----- SOURCE DATA
PR #113, opened 2024-10-07
chore(ci): add support for pushing proto definitions to Buf Schema Registry

rach-id:
since we have the blob definition in this repo, it would be good for it to be pushed to BSR to be used by downstream repos.


rootulp (approved):

cmwaters (approved):
utAck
----------
WHAT YOU WILL DO =
The lines holding the word "approved" are the answer. Pull them out of the records and copy them.

RESULT FOR THIS TASK =
rootulp (approved):
cmwaters (approved):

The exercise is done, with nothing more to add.